Work task -
Reproduce each line of the entries that carries "opened".

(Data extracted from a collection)
=== Begin Enclosure ===

PR #1415, opened 2026-04-23
Fixes bugs introduced in #1378

ponyisi:
* report number of events in Python transformer regardless of TTree/RNTuple code path
* get correct file size if file is converted


BenGalewsky (approved):
Ok, thanks

PR #1431, opened 2026-05-11
Fix deadlock of #1403

ponyisi:
PR #1403 introduced a potential deadlock due to the presence of multiple transactions affecting a single dataset in the `submit.py` code path. Put those both in a single transaction. Also add Postgres upsert logic to ensure non-stale entries in `datasets` are unique, so we only create one dataset entry per DID even if multiple requests are made in a short time.


ponyisi:
Test failures are due to a mismatch of postgres/sqlite dialects, looking into this

BenGalewsky (approved):
Nice one!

=== End Enclosure ===

Response -
PR #1415, opened 2026-04-23
PR #1431, opened 2026-05-11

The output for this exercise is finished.